Un tipo di mutazione non codificante su cui si sono concentrati i ricercatori è chiamato “mutazioni di giunzione criptiche”. Utilizzando il loro modello, i ricercatori hanno scoperto che questo tipo di mutazioni sembrano ostacolare il lavoro dei geni oncosoppressori, nel senso che in loro presenza i soppressori tumorali si uniscono in modo errato, smettono di funzionare e la cellula perde una delle sue difese contro il cancro. Il numero di siti di giunzione criptici che i ricercatori hanno trovato in questo studio rappresenta circa il 5% delle mutazioni driver trovate nei geni oncosoppressori.

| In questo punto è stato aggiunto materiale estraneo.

PR #3715, opened 2026-09-17
fix(codex): refresh selected account cards in open menus

### LINKED ISSUE #3709: Codex account switch leaves the usage card blank in segmented layout until a provider round-trip
### Environment

- CodexBar 0.60.3 (observed), macOS 15 (Darwin 25.6.0), Apple Silicon
- 3 Codex accounts: 1 `liveSystem` + 2 managed, added via the in-app **Add Account**
- Codex provider `source: oauth` in `~/.config/codexbar/config.json`
- `multiAccountMenuLayout` **unset** in `com.steipete.codexbar` → resolves to `.segmented`

### Symptom

With the segmented (tab strip) multi-account layout:

1. Select a different Codex account tab → the usage card stays empty.
2. Switch to the Claude provider tab, then back to that Codex account → that **one** account now renders its usage correctly.
3. Select a third Codex account tab → blank again.

So a provider round-trip repairs exactly one account at a time; an account-to-account switch never does.

### The data layer is healthy

```
codexbar usage --provider codex --all-accounts --format json
```

returns all three accounts with `dataConfidence: "exact"`, fresh `updatedAt`, `providerCost`, and 2–3 `extraRateWindows` each. Fetching per account works fine from the CLI, so this is a menu/publication problem, not an auth or network one.

### Likely cause

`~/Library/Application Support/CodexBar/codex-account-snapshots.json` only ever held **one** record (the `liveSystem` account) while the layout was segmented.

That lines up with `shouldFetchAllCodexVisibleAccounts()`:

https://github.com/steipete/CodexBar/blob/main/Sources/CodexBar/UsageStore%2BTokenAccounts.swift#L179-L185

```swift
func shouldFetchAllCodexVisibleAccounts() -> Bool {
    guard !self.shouldUseAmbientCodexPATForUsage() else { return false }
    let projection = self.freshCodexVisibleAccountProjectionForAccountRefresh()
    return self.settings.multiAccountMenuLayout == .stacked && projection.visibleAccounts.count > 1
}
```

With `.segmented` this returns `false`, so the fan-out never runs and no per-account usage is persisted for the non-active accounts. In that state a newly selected tab has nothing behind it, and the only way it can show numbers is if the switch path itself performs and publishes a live fetch — which is the part that appears not to land.

This reads as a gap rather than intended behaviour: the segmented layout exists precisely to switch between accounts, but the fan-out that makes per-account data available is gated on `.stacked`.

### Workaround (confirmed)

```
defaults write com.steipete.codexbar multiAccountMenuLayout stacked
```

(app quit before writing, then relaunched)

`codex-account-snapshots.json` went from 1 record to 3 on the very first refresh, all with `dataConfidence: "exact"`, and every account renders. This sidesteps the switch path entirely rather than fixing it.

### Notes

- Not re-tested on 0.60.4: the upgrade happened after the workaround was applied, so the segmented path was not exercised again on the newer build.
- Possibly related: #1527 and #3125 (tab switch showing stale/previous account data), #3168 (card repaints only on re-clicking the active tab), #3347 (stacked view showing one account at a time). #3550 notes the Claude and Codex switchers are still not unified.
- Suggestion: either allow the fan-out in segmented layout when more than one visible account exists, or have the account-switch path schedule the same revalidation that `menuWillOpen` triggers.

sandeep780049:
Fixes #3709. Selecting another Codex account could leave its usage card blank even after fetching succeeded because the refresh callback deferred the root-menu rebuild until tracking ended.

Schedule account data updates through the existing event-tracking/default run loop, preserving request coalescing, hosted submenus, and highlighted native commands. Recheck account and provider ownership before enqueueing and before rebuilding. Explicit interaction resumptions use the same tracking-safe path; ordinary plugin/manual refreshes retain their existing yielding task order. Fetching, credentials, and account activation stay in their existing layers.

Validation on `b12e07cdd8f82b955f0c756c27d3be6e9dda8424`: `make test` passed all 1,185 selections across 108 groups on the first attempt, without retries or timeouts; `make check`, 119 focused tests, and independent P0–P2 review passed. A freshly signed native test selects the attached B button in an actual tracking status menu, holds one synthetic fetch, then requires B and 17% in the attached card's screenshot/OCR before tracking returns. The baseline publishes that same usage but leaves the card blank. It uses contained fixtures and the real publication/ownership flow, without real provider access, scheduler overrides, manual rebuilds, or reparenting. Cleanup waits for the entire scoped refresh and widget task.

The images below were completely inspected and contain only synthetic data. [Final native proof and source/binary provenance](https://github.com/steipete/CodexBar/pull/3715#issuecomment-5729088433). [CI for the validated fix](https://github.com/steipete/CodexBar/actions/runs/35335617561) passed. The subsequent main integration at `befa45d8dabe4effd5809809f2720da85c8f098d` retains the fix and native harness unchanged, with clean `make check` and independent P0–P2 integration review. A combined integration run at `22f32150a3461d28e9cea58d74123680b830d894` also passed all 1,200 selections across 111 groups without retries or timeouts, including this unchanged menu fix, the Claude progress candidate, and current provider changes. [Current-head CI](https://github.com/steipete/CodexBar/actions/runs/35342771556) passed all checks.

Thanks @sandeep780049 for the original fix and investigation.

| Before: fetched usage remains blank | After: B usage appears while open |
| --- | --- |
| Baseline leaves the synthetic B usage card blank | Final candidate shows synthetic B usage at 17 percent |


sandeep780049:
@clawsweeper re-review

sandeep780049:
**Native macOS proof (revision 3) — request fulfilled**

Ran the account-switch flow on a real macOS 26 GitHub Actions runner (real AppKit, menu card rendering enabled, no test scheduler or rebuild mocks for the scheduling path): [workflow run](https://github.com/sandeep780049/CodexBar/actions/runs/35282417026).

**Transcript** (from [`proof/3709-artifacts`](https://github.com/sandeep780049/CodexBar/blob/proof/3709-artifacts/transcript.txt), PNGs `before-account-switch.png` / `after-account-switch.png` in the same branch):

```
before select: published email live@example.com
selected managed account; published email <nil>            ← card cleared during switch
pre-fetch drained; rebuilds 1
fetch resumed with managed@example.com snapshot (17%)
after fetch: published email managed@example.com           ← usage lands while menu is still open
hosted submenu still open after fetch: true                ← open chart submenu survives
parent rebuilds while submenu open: 0                      ← rebuild skipped while chart is open (preserved)
after submenu close: total parent rebuilds 2               ← deferred rebuild reconciles on chart close
```

Assertions in the run (all passing): new account's usage published into the still-open menu, hosted chart submenu preserved across the delayed rebuild, parent menu never closed, deferred parent rebuild lands after the submenu closes. Before/after renders of the actual menu card are captured as PNGs.

Also validated in the same macOS run: `StatusMenuCodexSwitcherTests` (incl. the new regression test) and `StatusMenuOpenRefreshTests` (incl. the new hosted-submenu reconciliation test) — 55 tests, 0 failures.

steipete:
Native before/after verification used a signed test host on macOS 27.0 (26A428), an actual tracking status menu, its attached B button, and exactly one held synthetic account fetch. The baseline publishes B's 17% usage but leaves the card blank; candidate `8b4832e665606d4de151569f151dba5de2be16e3` shows B and 17% before tracking returns. The harness waits for the complete scoped refresh and widget task before cleaning up.

Both complete captures were inspected and contain only synthetic data. No real provider or credential access, scheduler override, manual menu rebuild, or reparented card was used. Full-suite follow-up and CI are still in progress.

| Baseline after fetch | Candidate after fetch |
| --- | --- |
| Baseline still has a blank usage card | Candidate shows synthetic B account usage at 17 percent |

Image SHA-256: before `93ec39de09eaa6380be65c6df1a2a019cf119d42c53e1463bd0ae1d5fe2c4ff5`; after `81fe7fe0c2526f5396335cfddaf95941b3513acd46b322968b76d9f53431a572`.

steipete:
Final local validation passed on `b12e07cdd8f82b955f0c756c27d3be6e9dda8424`:

- `make test`: all 1,185 selections across 108 groups passed on the first attempt, with no retries or timeouts (1,123 seconds).
- `make check`: zero violations. Independent P0–P2 review is clean. The 119 focused menu, plugin, cleanup and architecture tests passed.
- Freshly signed native `StatusMenuCodexAccountSwitchNativeProofTests` passed on macOS 27.0 (26A428). The attached B button starts exactly one held synthetic fetch; the attached card shows B and 17% while the same menu tracks. The complete scoped refresh and widget task are drained before fixture cleanup. No real account/provider access or scheduler override is used.

The full-suite check exposed an ordering regression in an earlier draft: applying the tracking scheduler to every ordinary refresh could rebuild plugin cards before queued store observations settled. The final change limits that scheduler to account updates and explicit interaction resumptions, preserving the original ordinary refresh ordering. The unchanged plugin regression now passes. An adjacent cleanup test now awaits its owned sequence tasks instead of polling for an impossible load count.

[Baseline after-fetch capture](https://github.com/user-attachments/assets/8b0fa0c9-2dec-417c-9bb1-4d1fd626be11) remains unchanged. The new final-source capture below was fully inspected and contains only synthetic data. Its clean source tree is `7d978b48f52f1562be841e30c05e80ca8c708bc8`; signed test-binary SHA-256 is `5a7f95e736a87fe81abdeaa7865ef5d9f4fa5ac8a1b0e9eaa9292e9435a0ff0d`.

[Final-head CI](https://github.com/steipete/CodexBar/actions/runs/35335617561) is still pending; this PR has not been merged yet.

Final source: synthetic account B usage appears at 17 percent while the menu stays open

Una volta compreso il meccanismo, si può cercare di intervenire. Una possibile terapia ancora in fase di sviluppo utilizza brevi filamenti di RNA chiamati oligonucleotidi antisenso (ASO) per “rattoppare” un pezzo mutato di DNA con la sequenza corretta. “Se scompare la mutazione, si risolve il problema perché quei geni oncosoppressori potrebbero continuare a funzionare e forse combattere il cancro”, afferma Adam U. Yaari dello CSALT. 

I ricercatori hanno anche utilizzato il loro modello per indagare se mutazioni comuni già note potrebbero causare anche altri tipi di cancro. Per esempio, i ricercatori hanno scoperto che BRAF, precedentemente collegato al melanoma, contribuisce anche alla progressione della malattia in percentuali minori in altri tipi di cancro, inclusi pancreas, fegato e gastroesofageo.

“Ciò dice che in realtà c’è spesso sovrapposizione tra il panorama dei driver comuni e quello dei driver rari. Questo dato offre l’opportunità di un reimpiego terapeutico”, conclude Sherman, non solo per un tipo specifico di tumore, ma per una gamma più estesa”.